Etwas später, ab der 23. Schwangerschaftswoche, kann das ungeborene Kind erste Umgebungsgeräusche – in erster Linie den Herzschlag der Mutter – hören. Umso schlimmer also, wenn das eigene Gehör durch diverse Belastungen wie anhaltenden Lärm geschädigt wird oder sogar zur Gänze verlorengeht.

Seit den späten 1970er-Jahren gibt es für manche schwerhörige oder ertaubte Menschen jedoch eine neue Hoffnung: das Cochlea-Implantat. Der Eingriff ist inzwischen routiniert, erst kürzlich wurde die moderne Hörprothese zum einmillionsten Mal eingesetzt.

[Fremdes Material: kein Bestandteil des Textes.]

PR #726, opened 2016-08-04
peer: Remove mempool, getheaders, getblocks from stall detection.

### LINKED ISSUE #725: connect/disconnect cycling
I have a test network (based off a fork of btcd) where I'm seeing frequent connect/disconnect cycling. I am able to replicate that condition using the current btcd and testnet. Simply starting two isolated nodes (--nodnsseed) on different networks I see the pattern: 
- Connect new inbound peer
- Lose connection to outbound peer
- Request getblocks from inbound peer
- Receive getblocks from inbound peer
- Connect to new outbound peer
- Disconnect inbound peer (timeout from request)
- Request getblocks from outbound peer
- Receive getblocks from outbound peer

Digging in a bit (see detailed logs attached from both nodes) it seems the peer disconnects because it didn't receive a response to the getblocks request. The nodes are in sync and no miners are connected so there aren't any new blocks to send. And that appears to create a problem as the peer doesn't reply because it checks for n > 0 and silently swallows the response ( see : https://github.com/btcsuite/btcd/blob/master/server.go#L675 )

So... this seems broken to me, but there are two logical fixes... either the inv response should be optional (i.e. don't disconnect the peer if we got nothing back because it could be an empty list) or the peer should always send a response, even if it is an empty list. 

I like the second approach better as ultimately it does make sense to disconnect unresponsive peers and it is more consistent. I've tested by taking the conditional out and that seems to resolve the issue. 

Is that the right solution? does this affect bitcoind compatibility?

Logs attached here for reference:

[loga.txt](https://github.com/btcsuite/btcd/files/402231/loga.txt)
[logb.txt](https://github.com/btcsuite/btcd/files/402237/logb.txt)

dajohi:
They may not produce a response.

Fixes #725


davecgh:
NACK


This defeats the purpose of stall detection and just replaces one issue for another.  Specifically, if this PR were applied, then when a peer is selected as the sync peer and it never responds to a getheaders request, it would cause the chain sync to stall indefinitely.

PR #728, opened 2016-08-06
wire: Consolidate tests into the wire pkg.

davecgh:
Putting the test code in the same package makes it easier for forks since they don't have to change the import paths as much and it also gets rid of the need for internal_test.go to bridge.

This same thing should probably be done for the majority of the code base.


stevenroose:
Is there a reason not to do this other than wanting to do black-box testing? Does this add an overhead to usage of the package?

davecgh:
The main reason to put the tests in a separate package is, as you noted, black box testing.  It can help ensure the API is sane and is sufficiently usable.

However, it also has some downsides.  The main one is that it is cumbersome for forks since it means they have to change the import paths in all the test files.  Another one is that in addition to black box testing, you typically want to be able to do a bit of white box testing as well, so you end up having to write extra bridge code to be able to expose those internal functions to the test package in order to be able to do it.

Go only compiles files that are named `*_test.go` when running `go test`, so there is no additional overhead at all when not running the tests because the test code is simply never compiled.

jrick:
ok

cjepson:
ok; I realise the black box testing downside but I actually much prefer all the internal API to be tested as well. It's a shame there is no easy way to adjust global view of the functions in Golang when testing.

PR #729, opened 2016-08-07
chainhash: Abstract hash logic to new package.

davecgh:
**This PR requires #730 and btcsuite/btcutil#78.**

This is mostly a backport of some of the same modifications made in Decred along with a few additional things cleaned up.  In particular, this updates the code to make use of the new `chainhash` package.

Also, since this required API changes anyways and the hash algorithm is no longer tied specifically to SHA, all other functions throughout the code base which had `Sha` in their name have been changed to `Hash` so they are not incorrectly implying the hash algorithm.

- Remove the `wire.ShaHash` type
- Update all references to `wire.ShaHash` to the new `chainhash.Hash` type
- Rename the following functions and update all references:
  - `wire.BlockHeader.BlockSha` -> `BlockHash`
  - `wire.MsgBlock.BlockSha` -> `BlockHash`
  - `wire.MsgBlock.TxShas` -> `TxHashes`
  - `wire.MsgTx.TxSha` -> `TxHash`
  - `blockchain.ShaHashToBig` -> `HashToBig`
  - `peer.ShaFunc` -> `peer.HashFunc`
- Rename all variables that included `sha` in their name to include `hash` instead
- Update for function name changes in other dependent packages such as `btcutil`
- Update copyright dates on all modified files
- Update `glide.lock` file to use the required version of `btcutil`


stevenroose:
Is this just for for good practice? Or is the btcd codebase to be used for a different coin with a different hashfunction? Or are there plans to change the Bitcoin hash function? :-D

davecgh:
The btcd codebase is used for different coins with different hash functions however, so yes that is why it's being done.  There are no plans to change it for Bitcoin at the current time as far as I am aware, but I also would not be overly surprised if it were to change at some point in the far future.

jcvernaleo:
OK

marcopeereboom:
sweet mother of awesome! ok

cjepson:
OK

Need to backport tests to DCR eventually too

dajohi:
OK

PR #731, opened 2016-08-08
TravisCI: Set vendor experiment variable earlier.

davecgh:
This sets the `GO15VENDOREXPERIMENT` environment variable before glide is installed so vendoring is used when installing it as well.


jrick:
ok

dajohi:
ok

PR #732, opened 2016-08-09
chaincfg/blockchain: Parameterize more chain consts.

davecgh:
This moves several of the chain constants to the `Params` struct in the `chaincfg` package which is intended for that purpose.  This is mostly a backport of the same modifications made in `Decred` along with a few additional things cleaned up.

- Comment all fields in the `Params` struct definition
- Add locals to `BlockChain` instance for the calculated values based on the provided chain params
- Rename the following param fields:
  - `SubsidyHalvingInterval` -> `SubsidyReductionInterval`
  - `ResetMinDifficulty` -> `ReduceMinDifficulty`
- Add new Param fields:
  - `CoinbaseMaturity`
  - `TargetTimePerBlock`
  - `TargetTimespan`
  - `BlocksPerRetarget`
  - `RetargetAdjustmentFactor`
  - `MinDiffReductionTime`

### DIFF
--- a/rpcserver.go
+++ b/rpcserver.go
@@ -2104,6 +2104,11 @@ func handleGetNetworkHashPS(s *rpcServer, cmd interface{}, closeChan <-chan stru
 		endHeight = best.Height
 	}
 
+	// Calculate the number of blocks per retarget interval based on the
+	// chain parameters.
+	blocksPerRetarget := int32(s.server.chainParams.TargetTimespan /
+		s.server.chainParams.TargetTimePerBlock)
+
 	// Calculate the starting block height based on the passed number of
 	// blocks.  When the passed value is negative, use the last block the
 	// difficulty changed as the starting height.  Also make sure the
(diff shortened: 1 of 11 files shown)


dajohi:
OK

rpcserver.go
```diff
@@ -2104,6 +2104,11 @@ func handleGetNetworkHashPS(s *rpcServer, cmd interface{}, closeChan <-chan stru
 		endHeight = best.Height
 	}
 
+	// Calculate the number of blocks per retarget interval based on the
+	// chain parameters.
+	blocksPerRetarget := int32(s.server.chainParams.TargetTimespan /
+		s.server.chainParams.TargetTimePerBlock)
+
```
dajohi: Perhaps blockchain could have an BlocksPerRetarget() int32 { }  that returns what it was configured with.. instead of recalcuating here?

davecgh: It's based on constants, so it's probably not a big deal that it's calculating it here.  However, I don't imagine it would hurt to expose it on the chain instance either.

cjepson:
OK. Goes a long way towards making these parameters more accessible by people who wish to alter them.

rpcserver.go
dajohi: That can be a separate PR though.  OK on this PR.

PR #733, opened 2016-08-10
btcd: Simplify shutdown signal handling logic.

davecgh:
This rewrites the shutdown logic to simplify the shutdown signalling.  All cleanup is now run from deferred functions in the main function and channels are used to signal shutdown either from OS signals or from
other subsystems such as the RPC server and windows service controller.

The RPC server has been modified to use a new channel for signalling shutdown that is exposed via the `RequestedProcessShutdown` function instead of directly calling `Stop` on the server as it previously did.

Finally, it adds a few checks for early termination during the main start sequence so the process can be stopped without starting all the subsystems if desired.

This is a backport of the equivalent logic from Decred with a few slight modifications.  Credits go to @jrick.

### DIFF
--- a/btcd.go
+++ b/btcd.go
@@ -19,8 +19,7 @@ import (
 )
 
 var (
-	cfg             *config
-	shutdownChannel = make(chan struct{})
+	cfg *config
 )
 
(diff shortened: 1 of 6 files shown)


dajohi:
OK

PR #734, opened 2016-08-12
txscript: Expose AddOps on ScriptBuilder.

### LINKED ISSUE #715: ScriptBuilder AddOperations (operations []bytes)
I have an algorithm that computes different parts of the scripts concurrently. Right now I have to collect all the prebuilt parts and stick them together in a binary presentation on my own.

Having AddOperations public interface in ScriptBuilder will allow me to do this in a more clean way. In fact, I noticed that there is such interface implemented already, but it is in the tests. Any special reason why this is not a public interface? Ofter all using or missing it is up to the consumers of the library.

davecgh:
This exposes a new function on the `ScriptBuilder` type named `AddOps` that allows multiple opcodes to be added via a single call and adds tests to exercise the new function.

Finally, it updates a couple of places in the signing code that were abusing the interface by setting its private script directly to use the new public function instead.

Implements and closes #715

### DIFF
--- a/txscript/scriptbuilder.go
+++ b/txscript/scriptbuilder.go
@@ -73,6 +73,27 @@ func (b *ScriptBuilder) AddOp(opcode byte) *ScriptBuilder {
 	return b
 }
 
+// AddOps pushes the passed opcodes to the end of the script.  The script will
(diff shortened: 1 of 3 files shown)


dajohi:
OK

Auch in der Forschung ist man nicht untätig gewesen. In den vergangenen Jahrzehnten wurde laufend an Verbesserungen gearbeitet.

Hören leicht gemacht

In Österreich konnte das Institut für Schallforschung, eine Forschungseinrichtung der Österreichischen Akademie der Wissenschaften (ÖAW), bereits einige wissenschaftliche Erfolge in der Cochlea-Forschung erzielen.

Eine Gruppe um den Psychoakustiker Bernhard Laback möchte die Hörqualität für Cochlea-Implantat-Trägerinnen und -Träger nun mithilfe eines großangelegten Projekts weiterverbessern.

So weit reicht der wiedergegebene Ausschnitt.